Assignment:
Down to the final line, return the records unchanged.

Data supplied:
PR #3048, opened 2021-10-04
add authorization check to inline matches

JasonRoberts-smile:


hapi-fhir-storage/src/main/java/ca/uhn/fhir/jpa/dao/MatchResourceUrlService.java
```diff
@@ -143,6 +160,27 @@ public ResourcePersistentId processMatchUrlUsingCacheOnly(String theResourceType
...
 		Set<ResourcePersistentId> retVal = dao.searchForIds(theParamMap, theRequest, theConditionalOperationTargetOrNull);
 
+		// Interceptor broadcast: STORAGE_PRESHOW_RESOURCES
+		if (CompositeInterceptorBroadcaster.hasHooks(Pointcut.STORAGE_PRESHOW_RESOURCES, myInterceptorBroadcaster, theRequest)) {
+			Map<IBaseResource, ResourcePersistentId> resourceToPidMap = new HashMap<>();
+			for (ResourcePersistentId pid : retVal) {
+				resourceToPidMap.put(dao.readByPid(pid), pid);
+			}
+
+			SimplePreResourceShowDetails accessDetails = new SimplePreResourceShowDetails(resourceToPidMap.keySet());
```
jamesagnew, line 170: Now that we have it working, I would like to see what can be done to optimize it (as we initially discussed). My worry about using the exact approach here is that we have to do an extra resource lookup. 

I'm wondering if we could create a new implementation of the `IPreResourceShowDetails` that lazy-loads the resource body. That way we'd only ever load it if we actually need to for a security check.

Additionally, it'd be great to add a test method to `FhirResourceDaoR4QueryCountTest` that verifies using an inline match URL with an authorization interceptor registered and verifies that we're only adding one additional select by doing this.

hapi-fhir-storage/src/main/java/ca/uhn/fhir/jpa/dao/MatchResourceUrlService.java
```diff
@@ -99,7 +109,14 @@
...
 		paramMap.setLoadSynchronousUpTo(2);
 
-		Set<ResourcePersistentId> retVal = search(paramMap, theResourceType, theRequest, theConditionalOperationTargetOrNull);
+		Set<ResourcePersistentId> retVal;
+		try {
+			retVal = search(paramMap, theResourceType, theRequest, theConditionalOperationTargetOrNull);
+		} catch (ForbiddenOperationException e) {
+			// If the search matches a resource that the user does not have authorization for,
+			// we want to treat it the same as if the search matched no resources, in order not to leak information.
+			retVal = new HashSet<>();
```
jamesagnew, line 118: I think it probably makes sense to log a warning here - I like the idea of being careful not to leak information, but I bet some user is gonna end up getting tripped up by this. A logged warning should help the figure out what's going on.

hapi-fhir-storage/src/main/java/ca/uhn/fhir/jpa/dao/MatchResourceUrlService.java
```diff
@@ -143,6 +160,27 @@ public ResourcePersistentId processMatchUrlUsingCacheOnly(String theResourceType
...
+				.addIfMatchesType(ServletRequestDetails.class, theRequest);
+			CompositeInterceptorBroadcaster.doCallHooks(myInterceptorBroadcaster, theRequest, Pointcut.STORAGE_PRESHOW_RESOURCES, params);
+
+			retVal = accessDetails.toList()
+				.stream()
+				.map(resourceToPidMap::get)
+				.filter(Objects::nonNull)
+				.collect(Collectors.toSet());
+		}
+
```
jamesagnew, line 183: One additional thought (not related to this line, just putting it here) - MatchResourceUrlService can also return cached results if `DaoConfig#setMatchUrlCacheEnabled` is enabled. It'd definitely be a good idea to add a test where the match results are already in the cache (e.g. by first performing the conditional operation without registering the authorization interceptor, then doing it a second time with the auth interceptor registered), and verify that we're not leaking info that way.

jamesagnew (changes requested):

hapi-fhir-storage/src/main/java/ca/uhn/fhir/jpa/dao/MatchResourceUrlService.java
JasonRoberts-smile: I knew about the cache, but I didn't fully understand how it was being used here. In order to handle this case, I had to move the interceptor call up one level in the call stack.

hapi-fhir-storage/src/main/java/ca/uhn/fhir/jpa/dao/MatchResourceUrlService.java
JasonRoberts-smile: Done

hapi-fhir-storage/src/main/java/ca/uhn/fhir/jpa/dao/MatchResourceUrlService.java
JasonRoberts-smile: Regarding the query count, calling the authorization interceptor adds two additional selects, one against the resource table and one against the history table, but the test confirms that this pair of queries is being executed only once per resource per transaction.

JasonRoberts-smile: Regarding lazy-loading, if no interceptor is listening for the `STORAGE_PRESHOW_RESOURCES` pointcut, the call to hasHooks() above short circuits the whole block, and no additional resource lookups are performed. If an interceptor is listening, it seems almost certain that it will want to access the resource, so I don't see what we are buying with the added complexity of a lazy load.

jamesagnew: I true I suppose - Well, as long as you can confirm with a test in `FhirResourceDaoR4QueryCountTest` that subsequent uses of the same match URL don't cause any additional selects (since they should come from the cache when it's enabled) I guess that's ok.

I'm trying to be really performance sensitive for this code, it gets called heavily during large data loads so small changes have a bit of a multiplier effect.. caching should avoid that though

hapi-fhir-storage/src/main/java/ca/uhn/fhir/jpa/dao/MatchResourceUrlService.java
jamesagnew: Maybe I mnissed it, but do you have a test verifying that this doesn't have a risk of someone getting inappropriate information due to getting cached results?

JasonRoberts-smile: Yes, I added a third case in `FhirSystemDaoR4Test` verifying that the cached data gets authenticated, and the new test case in `FhirResourceDaoR4QueryCountTest` verifies that cached data only gets authenticated once per transaction even if it's used more than once.

hapi-fhir-storage/src/main/java/ca/uhn/fhir/jpa/dao/MatchResourceUrlService.java
JasonRoberts-smile: There actually seem to be two caches in play, one that is local to the transaction and one that crosses transactions. The latter gets authenticated, since it may have been loaded by a different user with different privileges. The former does not get authenticated, and ensures that the cross-transaction cache only gets hit once per resource per transaction.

Output of the exercise:
PR #3048, opened 2021-10-04
add authorization check to inline matches

JasonRoberts-smile:


hapi-fhir-storage/src/main/java/ca/uhn/fhir/jpa/dao/MatchResourceUrlService.java
```diff
@@ -143,6 +160,27 @@ public ResourcePersistentId processMatchUrlUsingCacheOnly(String theResourceType
...
 		Set<ResourcePersistentId> retVal = dao.searchForIds(theParamMap, theRequest, theConditionalOperationTargetOrNull);
 
+		// Interceptor broadcast: STORAGE_PRESHOW_RESOURCES
+		if (CompositeInterceptorBroadcaster.hasHooks(Pointcut.STORAGE_PRESHOW_RESOURCES, myInterceptorBroadcaster, theRequest)) {
+			Map<IBaseResource, ResourcePersistentId> resourceToPidMap = new HashMap<>();
+			for (ResourcePersistentId pid : retVal) {
+				resourceToPidMap.put(dao.readByPid(pid), pid);
+			}
+
+			SimplePreResourceShowDetails accessDetails = new SimplePreResourceShowDetails(resourceToPidMap.keySet());
```
jamesagnew, line 170: Now that we have it working, I would like to see what can be done to optimize it (as we initially discussed). My worry about using the exact approach here is that we have to do an extra resource lookup. 

I'm wondering if we could create a new implementation of the `IPreResourceShowDetails` that lazy-loads the resource body. That way we'd only ever load it if we actually need to for a security check.

Additionally, it'd be great to add a test method to `FhirResourceDaoR4QueryCountTest` that verifies using an inline match URL with an authorization interceptor registered and verifies that we're only adding one additional select by doing this.

hapi-fhir-storage/src/main/java/ca/uhn/fhir/jpa/dao/MatchResourceUrlService.java
```diff
@@ -99,7 +109,14 @@
...
 		paramMap.setLoadSynchronousUpTo(2);
 
-		Set<ResourcePersistentId> retVal = search(paramMap, theResourceType, theRequest, theConditionalOperationTargetOrNull);
+		Set<ResourcePersistentId> retVal;
+		try {
+			retVal = search(paramMap, theResourceType, theRequest, theConditionalOperationTargetOrNull);
+		} catch (ForbiddenOperationException e) {
+			// If the search matches a resource that the user does not have authorization for,
+			// we want to treat it the same as if the search matched no resources, in order not to leak information.
+			retVal = new HashSet<>();
```
jamesagnew, line 118: I think it probably makes sense to log a warning here - I like the idea of being careful not to leak information, but I bet some user is gonna end up getting tripped up by this. A logged warning should help the figure out what's going on.

hapi-fhir-storage/src/main/java/ca/uhn/fhir/jpa/dao/MatchResourceUrlService.java
```diff
@@ -143,6 +160,27 @@ public ResourcePersistentId processMatchUrlUsingCacheOnly(String theResourceType
...
+				.addIfMatchesType(ServletRequestDetails.class, theRequest);
+			CompositeInterceptorBroadcaster.doCallHooks(myInterceptorBroadcaster, theRequest, Pointcut.STORAGE_PRESHOW_RESOURCES, params);
+
+			retVal = accessDetails.toList()
+				.stream()
+				.map(resourceToPidMap::get)
+				.filter(Objects::nonNull)
+				.collect(Collectors.toSet());
+		}
+
```
jamesagnew, line 183: One additional thought (not related to this line, just putting it here) - MatchResourceUrlService can also return cached results if `DaoConfig#setMatchUrlCacheEnabled` is enabled. It'd definitely be a good idea to add a test where the match results are already in the cache (e.g. by first performing the conditional operation without registering the authorization interceptor, then doing it a second time with the auth interceptor registered), and verify that we're not leaking info that way.

jamesagnew (changes requested):

hapi-fhir-storage/src/main/java/ca/uhn/fhir/jpa/dao/MatchResourceUrlService.java
JasonRoberts-smile: I knew about the cache, but I didn't fully understand how it was being used here. In order to handle this case, I had to move the interceptor call up one level in the call stack.

hapi-fhir-storage/src/main/java/ca/uhn/fhir/jpa/dao/MatchResourceUrlService.java
JasonRoberts-smile: Done

hapi-fhir-storage/src/main/java/ca/uhn/fhir/jpa/dao/MatchResourceUrlService.java
JasonRoberts-smile: Regarding the query count, calling the authorization interceptor adds two additional selects, one against the resource table and one against the history table, but the test confirms that this pair of queries is being executed only once per resource per transaction.

JasonRoberts-smile: Regarding lazy-loading, if no interceptor is listening for the `STORAGE_PRESHOW_RESOURCES` pointcut, the call to hasHooks() above short circuits the whole block, and no additional resource lookups are performed. If an interceptor is listening, it seems almost certain that it will want to access the resource, so I don't see what we are buying with the added complexity of a lazy load.

jamesagnew: I true I suppose - Well, as long as you can confirm with a test in `FhirResourceDaoR4QueryCountTest` that subsequent uses of the same match URL don't cause any additional selects (since they should come from the cache when it's enabled) I guess that's ok.

I'm trying to be really performance sensitive for this code, it gets called heavily during large data loads so small changes have a bit of a multiplier effect.. caching should avoid that though

hapi-fhir-storage/src/main/java/ca/uhn/fhir/jpa/dao/MatchResourceUrlService.java
jamesagnew: Maybe I mnissed it, but do you have a test verifying that this doesn't have a risk of someone getting inappropriate information due to getting cached results?

JasonRoberts-smile: Yes, I added a third case in `FhirSystemDaoR4Test` verifying that the cached data gets authenticated, and the new test case in `FhirResourceDaoR4QueryCountTest` verifies that cached data only gets authenticated once per transaction even if it's used more than once.

hapi-fhir-storage/src/main/java/ca/uhn/fhir/jpa/dao/MatchResourceUrlService.java
JasonRoberts-smile: There actually seem to be two caches in play, one that is local to the transaction and one that crosses transactions. The latter gets authenticated, since it may have been loaded by a different user with different privileges. The former does not get authenticated, and ensures that the cross-transaction cache only gets hit once per resource per transaction.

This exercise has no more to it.